Securely access Amazon DocumentDB (with MongoDB compatibility) locally using AWS Client VPN

Amazon DocumentDB (with MongoDB compatibility) is a scalable, highly durable, and fully managed database service for operating mission-critical MongoDB workloads. When interfacing with a document database such as Amazon DocumentDB, developers need an environment to test and debug their applications. In this post, we cover how to connect to your Amazon DocumentDB resources from outside the cluster’s VPC by utilizing AWS Certificate Manager (ACM) and AWS Client VPN.

Amazon DocumentDB clusters are deployed within a VPC. The following are options you have for connecting to Amazon DocumentDB resources from your local machine:

AWS Direct Connect – This allows you to create virtual interfaces directly to the Amazon DocumentDB VPC
VPN connection – You can establish a connection to an AWS-managed virtual private gateway, which is the VPN device on the AWS side of the VPN connection
SSH tunneling – If you need to access your Amazon DocumentDB resources from outside the cluster’s VPC, you can use this method (also known as port forwarding)

For developers that are starting their cloud journey, utilizing their local development machine with all its libraries, tools, and custom configurations is the preferred way to connect with AWS services.
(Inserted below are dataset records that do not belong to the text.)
PR #766, opened 2023-05-10
git: Fix fetching after shallow clone. Fixes #305

### LINKED ISSUE #207: Pull returns object not found
There are some related issues already though. I can reproduce the issue and may find the cause so would like to fix it.

### How to reproduce

First clone a remote repository by shallow clone with depth 1.

```
	r, err := git.CloneContext(ctx, storage, fs, &git.CloneOptions{
		URL:           _urlToRemoteRepository_,
		Auth:          ...,
		ReferenceName: plumbing.NewBranchReferenceName("master"),
		SingleBranch:  true,
		Depth:         1, // shallow clone
		Tags:          git.NoTags,
	})
```

Next, add a new commit to the master branch of the repository.  Now let's assume that we have these refs:

* `refs/remotes/origin/master`: `zzzzz`
* `refs/heads/master`: `yyyyy`
* commits history
   * `zzzzz`
   * `yyyyy`
   * `xxxxx`
   * ....

And the storer contains a commit of `yyyyy` only. With this storer, pull the latest commits:

```
	w.PullContext(ctx, &git.PullOptions{
		Auth:          ...,
		ReferenceName: plumbing.NewBranchReferenceName("master"),
		Depth:         0,
		Force:         true,
	})
```

This returns `plumbing.ErrObjectNotFound` as `object not found` error as a result.

### Expected behavior

The pull works without any errors.

### Where the error happens

1.Worktree.PullContext()
2. Remote.fetch()
3. getHaves()
4. getHavesFromRef()
5. commitPreIterator.ForEach()
6. commitPreIterator.Next() => returning error

It seems `getHaves()` function checks local storage has what commits from local refs. So `getHavesFromRef()` function tries to traverse commits from the ref hash in local but the iterator refer a commit because the storage contains a partial commits. So in the case above, the iterator tries to refer `xxxxx` commit as next of `yyyyy` but `xxxxx` is not found in the storage.

I think this is unexpected behavior but I'm not sure what is the best to fix this.

Option 1: Fix the iterator to returns `io.EOF` instead of `plumbing.ErrObjectNotFound` on `Next()` when the object is not found.
This is easier to fix the issue because no need to fix callers but it may cause another bug.

Option 2: Fix callers to ignore `plumbing.ErrObjectNotFound` where using `object.NewCommitPreorderIter`.
This may reduce to break backward incompatibility.

I tried option2 by fixing `getHavesFromRef` and `isFastForward` function in remote.go like this.
```
	err = iter.ForEach(func(c *object.Commit) error {
		...
	})
	if err != nil && err != plumbing.ErrObjectNotFound {
		return err
	}
	return nil
```

With this, the `object nof found` never happen again.

### LINKED ISSUE #305: `object not found` when trying to pull a repository cloned with `Depth: 1`

AriehSchneier:
Also fixes #207

### DIFF
--- a/remote.go
+++ b/remote.go
@@ -837,6 +837,7 @@ func getHavesFromRef(
 	remoteRefs map[plumbing.Hash]bool,
 	s storage.Storer,
 	haves map[plumbing.Hash]bool,
+	shallows *map[plumbing.Hash]struct{},
 ) error {
 	h := ref.Hash()
 	if haves[h] {
@@ -864,6 +865,21 @@ func getHavesFromRef(
 	toVisit := maxHavesToVisitPerRef
 	return walker.ForEach(func(c *object.Commit) error {
 		haves[c.Hash] = true
+
+		// initialise the shallows map
+		if *shallows == nil {
+			shallowList, _ := s.Shallow()
+			*shallows = make(map[plumbing.Hash]struct{}, len(shallowList))
+			for _, sh := range shallowList {
+				(*shallows)[sh] = struct{}{}
+			}
+		}
+
+		// If this is a shallow reference don't try to iterate further
+		if _, ok := (*shallows)[c.Hash]; ok {
+			return storer.ErrStop
+		}
+
 		toVisit--
 		// If toVisit starts out at 0 (indicating there is no
 		// max), then it will be negative here and we won't stop
@@ -890,6 +906,9 @@ func getHaves(
 		return nil, err
 	}
 
+	// create a map of all the shallow references, but only populate on first use
+	var shallows map[plumbing.Hash]struct{}
+
 	for _, ref := range localRefs {
 		if haves[ref.Hash()] {
 			continue
@@ -899,7 +918,7 @@ func getHaves(
 			continue
 		}
 
-		err = getHavesFromRef(ref, remoteRefs, s, haves)
+		err = getHavesFromRef(ref, remoteRefs, s, haves, &shallows)
 		if err != nil {
 			return nil, err
 		}
--- a/common_test.go
+++ b/common_test.go
@@ -3,10 +3,12 @@ package git
 import (
 	"os"
 	"testing"
+	"time"
 
 	"github.com/go-git/go-git/v5/plumbing"
 	"github.com/go-git/go-git/v5/plumbing/cache"
 	"github.com/go-git/go-git/v5/plumbing/format/packfile"
+	"github.com/go-git/go-git/v5/plumbing/object"
 	"github.com/go-git/go-git/v5/storage/filesystem"
 	"github.com/go-git/go-git/v5/storage/memory"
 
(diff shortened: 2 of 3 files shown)


remote.go
```diff
@@ -864,6 +865,21 @@ func getHavesFromRef(
 	toVisit := maxHavesToVisitPerRef
 	return walker.ForEach(func(c *object.Commit) error {
```
AriehSchneier, line 866: Another option would be just to completely ignore any errors returned from this `walker.ForEach` call.

pjbgf (changes requested):
The `boolean` is redundant, so I would use `struct{}` instead for a slight smaller memory profile.

remote.go
```diff
@@ -837,6 +837,7 @@ func getHavesFromRef(
 	remoteRefs map[plumbing.Hash]bool,
 	s storage.Storer,
 	haves map[plumbing.Hash]bool,
+	shallows *map[plumbing.Hash]bool,
```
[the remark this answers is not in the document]
AriehSchneier: Done!

remote.go
```diff
@@ -864,6 +865,21 @@ func getHavesFromRef(
 	toVisit := maxHavesToVisitPerRef
 	return walker.ForEach(func(c *object.Commit) error {
 		haves[c.Hash] = true
+
+		// initialise the shallows map
+		if *shallows == nil {
```
pjbgf, line 870: Deferencing a `nil` pointer leads to panic.

```suggestion
		if shallows == nil {
```

remote.go
```diff
@@ -864,6 +865,21 @@ func getHavesFromRef(
...
+			shallowList, _ := s.Shallow()
+			*shallows = make(map[plumbing.Hash]struct{}, len(shallowList))
```
pjbgf, line 872:
```suggestion
			shallows = make(map[plumbing.Hash]struct{}, len(shallowList))
```

remote.go
```diff
@@ -864,6 +865,21 @@ func getHavesFromRef(
...
+			for _, sh := range shallowList {
+				(*shallows)[sh] = struct{}{}
```
pjbgf, line 874:
```suggestion
				shallows[sh] = struct{}{}
```

pjbgf (changes requested):
Had another go at it and found a few other nits below.

pjbgf (changes requested):
Had another go at it and found a few other nits below.

remote.go
AriehSchneier: This is a private function that we only call in 1 location, it will also contain a value (I would have passed by reference if go had that feature but it doesn't). We need to check whether the location that this variable is pointing to is nil or not. I could change this to `if shallows != nil && *shallows != nil {` but IMHO that would add an extra unnecessary check.

remote.go
```diff
@@ -837,6 +837,7 @@ func getHavesFromRef(
 	remoteRefs map[plumbing.Hash]bool,
 	s storage.Storer,
 	haves map[plumbing.Hash]bool,
+	shallows *map[plumbing.Hash]struct{},
```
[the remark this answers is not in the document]
AriehSchneier: No it wont: https://dave.cheney.net/2017/04/29/there-is-no-pass-by-reference-in-go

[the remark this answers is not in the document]
AriehSchneier: PS if you test your suggested change you will find that `nil` will always be passed in and we will recalculate the map for every iteration of `range localRefs`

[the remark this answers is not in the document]
pjbgf: You are absolutely right, thanks for sharing the link. :+1:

This allows developers that have custom scripts, resources, and tools kept locally on their machine to call on those scripts without uploading to another environment.

In this post, we create an architecture similar to the following diagram that allows you to connect your local machine to Amazon DocumentDB.
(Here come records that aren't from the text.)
PR #769, opened 2023-05-10
git: Testing, Fix tests not cleaning temp folders

AriehSchneier:
Also cleaned up a few Code Analysis warnings

### DIFF
--- a/common_test.go
+++ b/common_test.go
@@ -37,7 +37,7 @@ func (s *BaseSuite) TearDownSuite(c *C) {
 	s.Suite.TearDownSuite(c)
 }
 
-func (s *BaseSuite) buildBasicRepository(c *C) {
+func (s *BaseSuite) buildBasicRepository(_ *C) {
 	f := fixtures.Basic().One()
 	s.Repository = s.NewRepository(f)
 }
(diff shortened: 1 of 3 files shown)


common_test.go
```diff
@@ -133,14 +136,17 @@ func (s *BaseSuite) GetLocalRepositoryURL(f *fixtures.Fixture) string {
 
 func (s *BaseSuite) TemporalDir() (path string, clean func()) {
 	fs := osfs.New(os.TempDir())
-	path, err := util.TempDir(fs, "", "")
+	relPath, err := util.TempDir(fs, "", "")
 	if err != nil {
 		panic(err)
 	}
 
-	return fs.Join(fs.Root(), path), func() {
```
AriehSchneier, line 141: The bug was here, the first return parameter is named `path` so we were assigning the full path to the variable `path` as well as returning it, then when we called `RemoveAll` it was appending the full path to the base base (instead of just the relative path)

submodule_test.go
```diff
@@ -15,16 +14,16 @@ import (
...
+	clean    func()
 }
 
 var _ = Suite(&SubmoduleSuite{})
 
 func (s *SubmoduleSuite) SetUpTest(c *C) {
 	path := fixtures.ByTag("submodule").One().Worktree().Root()
 
-	dir, clean := s.TemporalDir()
-	defer clean()
```
AriehSchneier, line 27: This was also a bug (but wasn't causing any issues because `clean()` wasn't actually cleaning. We don't want to clean at the end of the set up, we want to clean after the test has finished (during tear down)

pjbgf (approved):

The following is required to run this solution:

VPN client (for this demo, we use OpenVPN Connect)

For this post, you use EasyRSA to create your own certificate authority (CA) locally before exporting to ACM to manage your self-generated keys and certificates. The VPN Client is used to securely connect your local machine to your Amazon DocumentDB resources.
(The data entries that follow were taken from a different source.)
PR #778, opened 2023-05-24
git: Fix fetching after shallow clone. Fixes #305

### LINKED ISSUE #305: `object not found` when trying to pull a repository cloned with `Depth: 1`

AriehSchneier:
Also fixes https://github.com/go-git/go-git/issues/207

(Note this is another option instead of https://github.com/go-git/go-git/pull/766, but doesn't require populating the shallows map, it also adds an optimisation of not adding extra hashes to the have map that we know we aren't going to need for a shallow request)

### DIFF
--- a/common_test.go
+++ b/common_test.go
@@ -3,10 +3,12 @@ package git
 import (
 	"os"
 	"testing"
+	"time"
 
 	"github.com/go-git/go-git/v5/plumbing"
 	"github.com/go-git/go-git/v5/plumbing/cache"
 	"github.com/go-git/go-git/v5/plumbing/format/packfile"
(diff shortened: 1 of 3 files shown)


pjbgf (approved):

pjbgf:
@AriehSchneier thank you for working through this and finding a better solution. :1st_place_medal:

The steps we follow in this post and the architecture deployed via the AWS CloudFormation template are meant for testing purposes only. You can use your own CA for creating certificates if available. AWS takes cloud security seriously, and any deployment to your account should incorporate security reviews and controls appropriate with the environment and data being used. Note that it’s best practice to incorporate appropriate logging and detection capability for any VPN connection to your AWS resources. You can contact your security team for guidance and for more information, refer to Security best practices for AWS Client VPN.

You should also have the following prerequisites:

A VPC with at least one public and one private subnet. This architecture allows you to have a private subnet routing to a NAT gateway and a public subnet routing to an internet gateway.
An Amazon DocumentDB cluster. If you don’t have an Amazon DocumentDB cluster set up, refer to Create an Amazon DocumentDB cluster.
An Amazon Simple Storage Service (Amazon S3) bucket.

If you associate more than one subnet with a Client VPN endpoint, each subnet must be in a different Availability Zone. Your public subnet and private subnets must also be in different Availability Zones.

Provision resources with AWS CloudFormation

You can download a CloudFormation template from GitHub that deploys much of this solution for you:

The Client VPN endpoint that you use to connect to the Amazon DocumentDB cluster residing in a private subnet in your VPC from your on-premises workstation.
The necessary resources to make this client VPN work. It creates the security group, client VPN routes, subnet associations, and authorization rule.
A custom resource with an AWS Lambda function, which gives you the OVPN configuration file in an S3 bucket that’s downloadable and ready to use as soon as the CloudFormation stack launches successfully.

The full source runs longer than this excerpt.